Movie Review: A Somber Story of Drugs and Blood and of West Virginia at “The Evening Hour”

We can tell the minute the “old friend” shows up, back in the remote corner of West Virginia where he grew up, that he’s trouble for Cole.

Terry (Cosmo Jarvis) talks too loud and too freely and knows way too much about Cole’s personal life. He’s a little too quick to “do shots,” make off-color cracks about having dated his buddy’s current lady friend and way too eager to “catch up” with Cole (Philip Ettinger).
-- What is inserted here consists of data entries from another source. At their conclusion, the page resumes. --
Issue #5281, opened 2022-10-28
Create Backport Issues Action will not create issues if subject has double quotes in it


klustria:
## Problem Description
If issue subject has double quotes like
```
Grpc component does not handle "package" directive in proto files
```
running workflow for [Create Backport issues](https://github.com/helidon-io/helidon/actions/workflows/create-backport-issues.yml) will complete but not able to create the issues.
```
Run etc/scripts/actions/create-backport-issues.sh $GITHUB_REPOSITORY 4567 2.x
Created issue for version 3.x, issue number: null, url: null
Created issue for version 4.x, issue number: null, url: null
```

## Steps to reproduce
1. An issue must exist with subject that has double quotes in it
2.  Run [Create Backport issues](https://github.com/helidon-io/helidon/actions/workflows/create-backport-issues.yml) 
3. Check the details and observe that `issue number` and `url` will be null.

klustria:
Root cause analysis:

After running `etc/scripts/actions/create-backport-issues.sh` from local machine, I found that it is returning:  
```
"message": "Problems parsing JSON",
```
and the JSON payload is:
```
"{"title":"[4.x] Grpc component does not handle "package" directive in proto files.","body":"Backport of #4567 for Helidon 4.x","assignees":["klustria"],"labels":["4.x","backport","bug","grpc","P2"]}"
```
As shown above, subject contains double quotes for the word package which will mess up the format of the title value.

klustria:
Goals to 
1. Replace double quotes `"` with  single quote `'` to avoid Github JSON parsing issue
2. Print out the Github API Server response if unable to parse the issue number. Also display the json payload that was sent so it can be inspected for problems if such issue occur. This will help in other unknown situations where the request is failing. Example output:
```
Encountered an error while attempting to create an issue: {
  "message": "Problems parsing JSON",
  "documentation_url": "https://docs.github.com/rest/reference/issues#create-an-issue"
}
Json payload: {"title":"[3.x] Grpc component does not handle "package" directive in proto files.","body":"Backport of #4567 for Helidon 3.x","assignees":["klustria"],"labels":["3.x","backport","bug","grpc","P2"]}
```

klustria:
A potential fix in PR https://github.com/helidon-io/helidon/pull/5311 is in the works.

klustria:
[...]

PR #5311, opened 2022-11-03
Fix problem when double quotes exist in the subject title during Create backport issues action

klustria:
**Goals of the change:**
1. Replace double quotes `"` with single quote `'` in the issues subject title to avoid Github JSON parsing issue.
2. Print out the Github API Server response if unable to parse the issue number. Also display the json payload that was sent so it can be inspected for problems if such issue occur. This will help in other unknown situations where the request is failing. Example output: 
   ```
   Encountered an error while attempting to create an issue: {
     "message": "Problems parsing JSON",
     "documentation_url": "https://docs.github.com/rest/reference/issues#create-an-issue"
   }
   Json payload: {"title":"[3.x] Grpc component does not handle "package" directive in proto files.","body":"Backport of #4567 for Helidon 3.x","assignees":["klustria"],"labels":["3.x","backport","bug","grpc","P2"]}
   ```

_Note: Potential fix was tested in local machine using a temporary github token_

### DIFF
--- a/etc/scripts/actions/create-backport-issues.sh
+++ b/etc/scripts/actions/create-backport-issues.sh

Cole fakes a smile and gives him the wary side-eye. This “old friend” is indiscrete, making a lot of noise and drawing a lot of attention, which Cole avoids.
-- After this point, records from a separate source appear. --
PR #5341, opened 2022-11-06
OpenAPI U/I integration

### LINKED ISSUE #4883: Create simple wrapper around SmallRye OpenAPI U/I
## Environment Details
* JDK version:
* OS:

----------

## Problem Description
The OpenAPI U/I (now managed by SmallRye, analogous to the Swagger U/I) has evolved to use static content. This is very easy to configure in a Helidon app.

But, if the Helidon service also uses static content then the developer needs to make sure that the OpenAPI U/I content and her service's content are handled properly. 

Instead, we can create a small module which wraps the OpenAPI U/I in a way that does not rely on Helidon's static content configuration. This frees the developer to use the static content configuration for the service's static content and not have to worry about the U/I's static content.

Creating this as an integration might help emphasize that Helidon does not support the OpenAPI U/I although we do try to facilitate its use for our users.

tjquinno:
Resolves #4883 

SmallRye offers a mostly-static content solution for presenting essentially the Swagger U/I.

This PR creates two new integrations--`helidon-integrations-openapi-ui` (for SE apps) and `helidon-integrations-openapi-ui-cdi` (for MP apps)--which layer on the SmallRye code, customizing the main page dynamically with some Helidon-specific content (logo, title, links) and serving the U/I at  at `/openapi-ui` (by default).

SE developers add a build-time dependency and then use a builder (or simple factory methods) to create an `OpenApiUiSupport` instance and add it to their routing. They can use config for a few settings as well.

MP developers add a runtime dependency and use config as needed to tailor the behavior.

Changes:
* The two new integrations, one for SE and one for MP
* Very small changes to OpenAPI and to the MP QuickStart examples
* Docs


tjquinno:
Hmm. A bunch of messed up copyrights. I might just create a new PR. Stand by.

tjquinno:
Superseded by #5343

PR #5344, opened 2022-11-07
Update Microstream version to 07.01.00-MS-GA

hg-ms:
Update Microstream version from 05.00.02-MS-GA to 07.01.00-MS-GA


hg-ms:
The failure when running the javadoc-plugin seem to be caused by missing exports in the java module definitions of Microstream. This must be fixed in the Microstream libraries. I’ll withdraw the pull request until a Microstream fix is available.

PR #6685, opened 2023-04-25
Update grpc-java version to 1.54.1 and clean up grpc tests

thegridman:
This PR is to update grpc-java to the latest version, which depends on a version of Netty closer to the one Helidon now depends on.


barchetta (approved):
LGTM. Thanks!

Cole is a stalwart, compassionate and valued nurse’s aide at the nursing home, helps the grandmother (Tess Harper) who raised him with his enfeebled retired preacher granddad (Frank Hoyt Taylor) and checks in on any number of old folks in their holler, bringing groceries when he does.

But Cole also traffics in pills — given them by seniors who don’t know what he’s doing with them, sold to him by ex-con Reese (Michael Trotter), glowered at but tolerated by local kingpin Everett (Marc Menchaca). He’s saving up for a better life, and sharing his stash with the tattooed tart Charlotte (Stacy Martin), the classmate Terry used to carry on with.
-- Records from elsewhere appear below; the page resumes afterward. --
PR #6725, opened 2023-04-28
[3.x] LRA coordinator docker fix

### LINKED ISSUE #6470: [3.x] LRA Coordinator Docker build points to GitHub main branch
## Environment Details
* Helidon Version: 3.x
* Helidon SE or Helidon MP
* JDK version: 17
* OS: mac
* Docker version: Latest
 
----------

If we take `lra/coordinator/server/Dockerfile` in the `main` branch and in `helidon-3.x` they both have arguments pointing to the `main` branch:
```
ARG HELIDON_BRANCH=master
ARG HELIDON_REPOSITORY=oracle/helidon
```

This means, that even if I switch to `helidon-3.x` branch, it will still download 4.x dependencies during the docker build and fail will jdk-19 incompatibility issues.
So.. for `helidon-3.x` this ARG should change to point different branch in GitHub.

danielkec:
Fixes #6470

### DIFF
--- a/lra/coordinator/server/Dockerfile
+++ b/lra/coordinator/server/Dockerfile
@@ -1,5 +1,5 @@
 #
-# Copyright (c) 2021 Oracle and/or its affiliates.
+# Copyright (c) 2021, 2023 Oracle and/or its affiliates.
 #
 # Licensed under the Apache License, Version 2.0 (the "License");
 # you may not use this file except in compliance with the License.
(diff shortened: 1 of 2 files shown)


lra/coordinator/server/Dockerfile
```diff
@@ -14,28 +14,34 @@
 # limitations under the License.
 #
 
-FROM maven:3.6.3-openjdk-17-slim as build
+FROM container-registry.oracle.com/java/openjdk:17 as build
```
barchetta, line 17: `container-registry.oracle.com/java/jdk-no-fee-term:17` will be a newer version and should still be freely available (no login, no license acceptance). Might want to give that a try.

Verdent (approved):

Reckless Terry’s just the sort of ill-wind that could blow Cole’s whole house of cards down.

“The Evening Hour” is a down-to-Earth and down-and-dirty opioid drama set in Ground Zero for this “other” American epidemic. Filmmaker Braden King filmed this adaptation of Cater Sickels’ novel in Harlan County, Kentucky and brings to life a vivid portrait of a community and a people in mourning.

Battered, lifted pick-ups and camo, aged trailers and houses whose upkeep “got away” from whichever generation is living in them now, it’s a community where the Eagle Tavern and the nursing home are the only going concerns for the feckless men and faithless women still young enough to long for escape.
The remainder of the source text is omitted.